Clifford J. Alexander, Jennifer R. Gonzalez, and George Zornada are partners at K&L Gates LLP. This post is based on a K&L Gates memorandum by Mr. Alexander, Ms. Gonzalez, Mr. Zornada, Steven B. Levine, Shane C. Shannon, and Jacob M. Derr. Related research from the Program on Corporate Governance includes The Long-Term Effects of Hedge Fund Activism by Lucian Bebchuk, Alon Brav, and Wei Jiang (discussed on the Forum here); and The Myth that Insulating Boards Serves Long-Term Value by Lucian Bebchuk (discussed on the Forum here).
In a potentially significant reversal of a prior Securities and Exchange Commission (SEC) staff position that could enhance the ability of closed-end funds to defend against activist shareholders, the Division of Investment Management of the SEC on May 27, 2020, withdrew a 2010 no-action letter that criticized the use by closed-end funds of certain defensive measures permitted under state corporate law. The 2010 letter, issued to Boulder Total Return Fund (Boulder Letter), [1] had long been an impediment to a closed-end fund opting in to state statutes that permit companies to restrict the ability of certain shareholders to vote control shares. The Boulder Letter stated that the SEC staff believed such a statute would be “inconsistent with the fundamental requirements of Section 18(i) of the Investment Company Act that every share of stock issued by [a fund] be voting stock and have equal voting rights with every other outstanding voting stock.”
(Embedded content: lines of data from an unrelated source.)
PR #230, opened 2026-04-28
Bump tinygo.org/x/bluetooth v0.11.0 -> v0.15.0; use RemoveService

ale7714:
Replaces the 10000-iteration UnregisterApplication loop in removeServices with a single Adapter.RemoveService call.

The Service struct now carries an unexported id set by AddService and read back by RemoveService, so we keep a pointer to the service we registered (new Subsystem.bleService field) and hand it back on teardown.

org.bluez.Error.DoesNotExist (BlueZ already cleaned up) is treated as success, mirroring how Stop() handles "advertisement not started". The previous loop returned success only if at least one of 10000 unregister calls happened to succeed, so an already-clean adapter would surface an error; with the explicit handle that ambiguity goes away.

Cleanup error propagation in stopProvisioning() is unchanged from main and will be addressed in a follow-up PR.

Other relevant v0.15 behavior (verified via direct diff, not just changelog):
- adv.Configure now also writes org.bluez.Adapter1.Alias when LocalName is non-empty. The alias persists in BlueZ state but is only externally visible while Discoverable=true, which disablePairing flips off during stopProvisioningBluetooth -- so no leak in practice.
- adv.Stop still returns the unexported errAdvertisementNotStarted sentinel (not a wrapped dbus.Error) on org.bluez.Error.DoesNotExist, so the existing string compare remains the only viable check; left untouched.
- adv.Start spawns a dbus signal goroutine only when SetConnectHandler has been called -- the agent never sets one (pairing runs through bluetooth_tethering_linux.go via godbus directly), so this branch is dead for us.
- UUID changed from [4]uint32 to a struct and Bytes() became unexported; the agent only uses bluetooth.NewUUID and embeds UUIDs in struct literals, so no source change needed.

Drops the [APP-8081](https://viam.atlassian.net/browse/RSDK-10814) TODO (RemoveService is the upstream API the TODO was waiting for) and the now-unused getBluetoothDBus call from the removeServices path.


ale7714:
I think I'd like to land this PR before the BLE one, not a hard requirement.

subsystems/networking/bluetooth_linux.go
```diff
@@ -153,28 +153,24 @@ func getBluetoothDBus() (*dbus.Conn, dbus.BusObject, error) {
...
-
-	if ok {
-		return nil
+	dErr := &dbus.Error{}
+	if errors.As(err, dErr) && dErr.Name == "org.bluez.Error.DoesNotExist" {
+		// BlueZ already cleaned up the service (e.g. adapter power-cycled). Nothing to do.
+		return
 	}
-	return errors.New("could not find previous gatt service to remove")
+	n.logger.Errorf(
```
abe-winter: you're replacing the returned error with this log. is this because it's not recoverable?

how will the agent behave when bleService=nil but the old service has not been unregistered?

out-of-scope question: how do we want to communicate 'persistent error state' or 'needs restart for maintenance' in the UI?

subsystems/networking/bluetooth_linux.go
```diff
@@ -153,28 +153,24 @@ func getBluetoothDBus() (*dbus.Conn, dbus.BusObject, error) {
...
 
-func (n *Subsystem) removeServices() error {
-	_, adapter, err := getBluetoothDBus()
-	if err != nil {
-		return err
+func (n *Subsystem) removeServices() {
+	if n.bleService == nil {
+		return
 	}
+	defer func() { n.bleService = nil }()
```
abe-winter: do you still want to set bleService=nil in the error case (the non-DoesNotExist error case I mean)

abe-winter (approved):
lgtm if tested, left high level questions

cheukt:
@EvanDorsky fyi

cheukt (approved):
changes seem reasonable if tested

subsystems/networking/bluetooth_linux.go
ale7714: there's a real edge case here where we fail to `setProvisioning(false)` in the main loop on this error. but i'm gonna follow up on a separate pr. going to keeps this pr about bumping tinygo and using remove service

EvanDorsky:
I'll run the new BLE serial test suite against this but looks good.

ale7714:
i think this is pretty safe and i'm going to merge so i can rebase the other PR

PR #234, opened 2026-05-05
APP-16234: add offline msi installer with Agent binary embedded

aldenh-viam:
1) Download `viam-agent-stable-windows-x86_64.exe` to `msi\viam-agent-from-installer.exe`
2) Run `make msi`
3) Distribute generated `msi\bin\x64\Release\Package.msi`

(above instructions should be set up in CI)

I confirmed I'm able to install Agent on an offline machine using the installer. It writes the Viam directories, including:
```
C:\opt\bin\viam-agent (symlink)
C:\opt\cache\viam-agent-from-installer.exe
```
and starts up viam-agent.

`viam-agent-stable-windows-x86_64.exe` is 28,194KB and `Package.msi` is 9,060 KB:
> MSI cab files are compressed. <MediaTemplate EmbedCab="yes" /> (line 19 of Package.wxs) embeds a CAB inside the MSI, and by default WiX uses LZX/MSZIP compression. Go binaries compress well (typically 3–4× ratio) because they contain lots of repeated runtime metadata, symbol tables, and zero-padded sections. 28MB → 9MB ≈ 32% is normal.


cheukt:
we should build and upload the msi to gcp - do you want to do it in this pr or as a fast follow?

aldenh-viam:
> we should build and upload the msi to gcp - do you want to do it in this pr or as a fast follow?

How are we currently building and distributing the (online) `msi` installer? I don't see anything about it in the `.github/workflows` dir.

cheukt:
@abe-winter would know more, but i suspect we don't have a process for it yet

abe-winter:
yup no yaml yet for msi. remaining work to normalize on msi:
- test that firewalling is correct in tcp mode 
- add msi yaml
- update docs 
- remove old exe build at some point

EvanDorsky:
Worked great on my windows vm, way better install experience than before.

aldenh-viam:
Given the compressed offline installer is only 9MB, should I just make these changes in `msi/` so we don't need to maintain both online and offline msi installers?

cheukt:
ya lets do that

cheukt:
where are we pushing the msi?

.github/workflows/build-agent-msi.yaml
```diff
@@ -0,0 +1,32 @@
...
+    steps:
+      - name: Checkout code
+        uses: actions/checkout@v4
+
+      - name: Download agent binary
+        shell: pwsh
+        run: |
+          $ProgressPreference = 'SilentlyContinue'
+          Invoke-WebRequest `
+            -Uri "https://storage.googleapis.com/packages.viam.com/apps/viam-agent/viam-agent-stable-windows-x86_64" `
```
abe-winter: 1. this binary comes from workflow.yml in this repo -- in theory you can build them at the same time rather than downloading
2. **warning**: if you run this download-based msi task as part of an agent release workflow, I think you will get the previous stable version for weird release flow reasons
3. curl is available on this machine if you prefer

abe-winter (approved):

.github/workflows/build-agent-msi.yaml
cheukt: ideally we should use the binary that we just built

aldenh-viam:
CI run sample: https://github.com/viamrobotics/agent/actions/runs/25498673196/job/74826372596

It would upload `viam-agent-v0.27.3-dev.9-windows-x86_64.msi` to GCS.

.github/workflows/workflow.yaml
```diff
@@ -137,6 +145,44 @@ jobs:
...
+        name: viam-agent-msi
+        path: viam-agent-*-windows-x86_64.msi
+    - uses: google-github-actions/auth@v2
+      with:
+        credentials_json: ${{ secrets.GCP_CREDENTIALS }}
+    - uses: google-github-actions/setup-gcloud@v2
+    - name: Upload MSI to GCS (Release)
+      if: github.event_name == 'release'
+      shell: bash
+      run: gsutil -h "Cache-Control:no-cache" cp viam-agent-*-windows-x86_64.msi gs://packages.viam.com/apps/viam-agent/
```
cheukt: can we also upload to viam-agent-stable-windows-x86_64.msi for stable releases? so we have a stable path to refer to as well

cheukt (commented):
looks good! just one more request

cheukt (approved):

The statement withdrawing the Boulder Letter (Statement) [2] adopts the position that the SEC staff “would not recommend enforcement action to the Commission against a closed-end fund under [S]ection 18(i) of the [Investment Company] Act for opting in to and triggering a control share statute if the decision to do so by the board of the fund was taken with reasonable care on a basis consistent with other applicable duties and laws and the duty to the fund and its shareholders generally.” The Statement also requests input as to whether the SEC staff should recommend that the SEC take additional action to provide clarity regarding the applicability of the 1940 Act to a closed-end fund’s decision to opt in to a control share statute. The withdrawal of the Boulder Letter and the latitude apparently offered by the Statement removes an SEC staff interpretation that arguably has had a chilling effect on closed-end funds’ and their boards’ willingness to opt in to, or rely on, control share statutes. States have adopted the control share statutes under corporate statutes primarily to protect public companies incorporated in their jurisdictions. Investment companies established in states without applicable control share statues may have adopted similar provisions in their organizational documents. The SEC staff position in the Boulder Letter also has had a potential chilling effect on their boards’ willingness to rely on these provisions.